[Directions] Reproduce the records in full. Alter nothing.

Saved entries
━━━━━━━━━━━━━━━━━━━━━━━━━━━━━━
PR #6694, opened 2026-02-25
Open the scrcpy window earlier

### LINKED ISSUE #6546: The program doesn't work at all when used with the '--no-power-on' on Android 16
Computer OS: Debian 14 (AKA the testing repository) with Plasma 6.5.4 (Wayland session)
Phone OS: LineageOS 23.0 (AKA Android 16)
Program: scrcpy-linux-x86_64-v3.3.4

Tested on a Samsung and a Xiaomi phone, both running the same LineageOS 23.0 version from 2-3 months ago.
On both, running scrcpy with the '--no-power-on' argument, the scrcpy execution blocks, until I double tap the phones' screen to turn on their screens.

Immediately as I do these double taps and the screen turns on, then the scrcpy's window (mirroring) appears and I can proceed with unlocking them.
Same thing happening if I press once the power button instead of double tapping the screen.

I noticed this problem since v3.3.3 of scrcpy, but pretty much in the same time interval I also upgraded from Lineage 22 (Android 15) to 23 (Android 16) so I don't know which one is the culprit for this new problem.
As I have been using this argument for probably more than a year.

I've searched and looked for a while at other issues, but I could not tell if any of them are exactly what I'm experiencing.

BTW, after the server info showing the device's name and Android version these are the last lines before blocking and waiting for the phone to be touched and manually turn on the screen:
```
INFO: Renderer: opengl
INFO: OpenGL version: 4.6 (Compatibility Profile) Mesa 25.2.8-2+b3
INFO: Texture: 720x1520

```
Until this is fixed somewhere, it would be great to at least show a message like:
"Waiting for the screen to be manually turned on... (try to double tap it or press the power button)"

Thank you!

rom1v:
Previously, the window was opened only once the first frame was available. Instead, open it as soon as the frame dimensions are known.
    
This is especially useful when the encoder does not produce an initial frame while the phone is turned off (e.g., with `--no-power-on`).
    
Fixes #6546


app/src/screen.c
```diff
@@ -198,19 +198,31 @@ sc_screen_update_content_rect(struct sc_screen *screen) {
...
     sc_sdl_render_clear(renderer);
 
     bool ok = false;
     SDL_Texture *texture = screen->tex.texture;
     if (!texture) {
-        LOGW("No texture to render");
+        // Draw a dark 10x10 square in the top-right corner to distinguish a
+        // black frame from the absence of a frame
+        struct sc_size render_size =
+            sc_sdl_get_render_output_size(screen->renderer);
```
anotheruserofgithub:
```suggestion
        struct sc_size render_size = sc_sdl_get_render_output_size(renderer);
```

app/src/screen.c
```diff
@@ -292,6 +304,19 @@ sc_screen_frame_sink_open(struct sc_frame_sink *sink,
         return false;
     }
 
+    // content_size can be written from this thread, because it is never read
+    // from the main thread before handling SC_EVENT_OPEN_WINDOW (which acts as
+    // a synchronization point) when video is enabled
+    screen->frame_size.width = session->video.width;
```
anotheruserofgithub, line 306: Casts to `(void)` for unused variables can be removed in this function since `ctx`, `session` and `screen` are now used.

app/src/screen.c
```diff
@@ -292,6 +304,19 @@ sc_screen_frame_sink_open(struct sc_frame_sink *sink,
...
+    screen->frame_size.height = session->video.height;
+    screen->content_size = get_oriented_size(screen->frame_size,
+                                             screen->orientation);
+
+    bool ok = sc_push_event(SC_EVENT_OPEN_WINDOW);
+    if (!ok) {
+        return false;
+    }
```
anotheruserofgithub, line 314: What if pushing the event fails? Will the app quit? Else, will the first frame (and next ones) be able to render or will there be just no window at all?

app/src/screen.c
```diff
@@ -854,9 +863,18 @@ sc_screen_resize_to_pixel_perfect(struct sc_screen *screen) {
...
+        case SC_EVENT_OPEN_WINDOW: {
+            sc_screen_show_initial_window(screen);
+
+            if (sc_screen_is_relative_mode(screen)) {
+                // Capture mouse on start
+                sc_mouse_capture_set_active(&screen->mc, true);
+            }
+
+            sc_screen_render(screen, false);
+            break;
```
anotheruserofgithub:
```suggestion
            return;
```
Don't know if input events should be handled after this; all other cases return from this switch.

anotheruserofgithub (commented):
Just a quick code review, I didn't test anything.

app/src/screen.c
anotheruserofgithub: Also notice that braces shouldn't be needed around this case.

app/src/screen.c
rom1v: >What if pushing the event fails? Will the app quit?

Yes. Tested with:

```diff
diff --git a/app/src/screen.c b/app/src/screen.c
index d47b96338..f1b9ff2b8 100644
--- a/app/src/screen.c
+++ b/app/src/screen.c
@@ -309,7 +309,7 @@ sc_screen_frame_sink_open(struct sc_frame_sink *sink,
                                              screen->orientation);
 
     bool ok = sc_push_event(SC_EVENT_OPEN_WINDOW);
-    if (!ok) {
+    if (true||!ok) {
         return false;
     }
 
```

rom1v:
@anotheruserofgithub Thank you for your review, I applied your suggestions/fixes. :+1:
━━━━━━━━━━━━━━━━━━━━━━━━━━━━━━
[Solution to the exercise]
PR #6694, opened 2026-02-25
Open the scrcpy window earlier

### LINKED ISSUE #6546: The program doesn't work at all when used with the '--no-power-on' on Android 16
Computer OS: Debian 14 (AKA the testing repository) with Plasma 6.5.4 (Wayland session)
Phone OS: LineageOS 23.0 (AKA Android 16)
Program: scrcpy-linux-x86_64-v3.3.4

Tested on a Samsung and a Xiaomi phone, both running the same LineageOS 23.0 version from 2-3 months ago.
On both, running scrcpy with the '--no-power-on' argument, the scrcpy execution blocks, until I double tap the phones' screen to turn on their screens.

Immediately as I do these double taps and the screen turns on, then the scrcpy's window (mirroring) appears and I can proceed with unlocking them.
Same thing happening if I press once the power button instead of double tapping the screen.

I noticed this problem since v3.3.3 of scrcpy, but pretty much in the same time interval I also upgraded from Lineage 22 (Android 15) to 23 (Android 16) so I don't know which one is the culprit for this new problem.
As I have been using this argument for probably more than a year.

I've searched and looked for a while at other issues, but I could not tell if any of them are exactly what I'm experiencing.

BTW, after the server info showing the device's name and Android version these are the last lines before blocking and waiting for the phone to be touched and manually turn on the screen:
```
INFO: Renderer: opengl
INFO: OpenGL version: 4.6 (Compatibility Profile) Mesa 25.2.8-2+b3
INFO: Texture: 720x1520

```
Until this is fixed somewhere, it would be great to at least show a message like:
"Waiting for the screen to be manually turned on... (try to double tap it or press the power button)"

Thank you!

rom1v:
Previously, the window was opened only once the first frame was available. Instead, open it as soon as the frame dimensions are known.
    
This is especially useful when the encoder does not produce an initial frame while the phone is turned off (e.g., with `--no-power-on`).
    
Fixes #6546


app/src/screen.c
```diff
@@ -198,19 +198,31 @@ sc_screen_update_content_rect(struct sc_screen *screen) {
...
     sc_sdl_render_clear(renderer);
 
     bool ok = false;
     SDL_Texture *texture = screen->tex.texture;
     if (!texture) {
-        LOGW("No texture to render");
+        // Draw a dark 10x10 square in the top-right corner to distinguish a
+        // black frame from the absence of a frame
+        struct sc_size render_size =
+            sc_sdl_get_render_output_size(screen->renderer);
```
anotheruserofgithub:
```suggestion
        struct sc_size render_size = sc_sdl_get_render_output_size(renderer);
```

app/src/screen.c
```diff
@@ -292,6 +304,19 @@ sc_screen_frame_sink_open(struct sc_frame_sink *sink,
         return false;
     }
 
+    // content_size can be written from this thread, because it is never read
+    // from the main thread before handling SC_EVENT_OPEN_WINDOW (which acts as
+    // a synchronization point) when video is enabled
+    screen->frame_size.width = session->video.width;
```
anotheruserofgithub, line 306: Casts to `(void)` for unused variables can be removed in this function since `ctx`, `session` and `screen` are now used.

app/src/screen.c
```diff
@@ -292,6 +304,19 @@ sc_screen_frame_sink_open(struct sc_frame_sink *sink,
...
+    screen->frame_size.height = session->video.height;
+    screen->content_size = get_oriented_size(screen->frame_size,
+                                             screen->orientation);
+
+    bool ok = sc_push_event(SC_EVENT_OPEN_WINDOW);
+    if (!ok) {
+        return false;
+    }
```
anotheruserofgithub, line 314: What if pushing the event fails? Will the app quit? Else, will the first frame (and next ones) be able to render or will there be just no window at all?

app/src/screen.c
```diff
@@ -854,9 +863,18 @@ sc_screen_resize_to_pixel_perfect(struct sc_screen *screen) {
...
+        case SC_EVENT_OPEN_WINDOW: {
+            sc_screen_show_initial_window(screen);
+
+            if (sc_screen_is_relative_mode(screen)) {
+                // Capture mouse on start
+                sc_mouse_capture_set_active(&screen->mc, true);
+            }
+
+            sc_screen_render(screen, false);
+            break;
```
anotheruserofgithub:
```suggestion
            return;
```
Don't know if input events should be handled after this; all other cases return from this switch.

anotheruserofgithub (commented):
Just a quick code review, I didn't test anything.

app/src/screen.c
anotheruserofgithub: Also notice that braces shouldn't be needed around this case.

app/src/screen.c
rom1v: >What if pushing the event fails? Will the app quit?

Yes. Tested with:

```diff
diff --git a/app/src/screen.c b/app/src/screen.c
index d47b96338..f1b9ff2b8 100644
--- a/app/src/screen.c
+++ b/app/src/screen.c
@@ -309,7 +309,7 @@ sc_screen_frame_sink_open(struct sc_frame_sink *sink,
                                              screen->orientation);
 
     bool ok = sc_push_event(SC_EVENT_OPEN_WINDOW);
-    if (!ok) {
+    if (true||!ok) {
         return false;
     }
 
```

rom1v:
@anotheruserofgithub Thank you for your review, I applied your suggestions/fixes. :+1:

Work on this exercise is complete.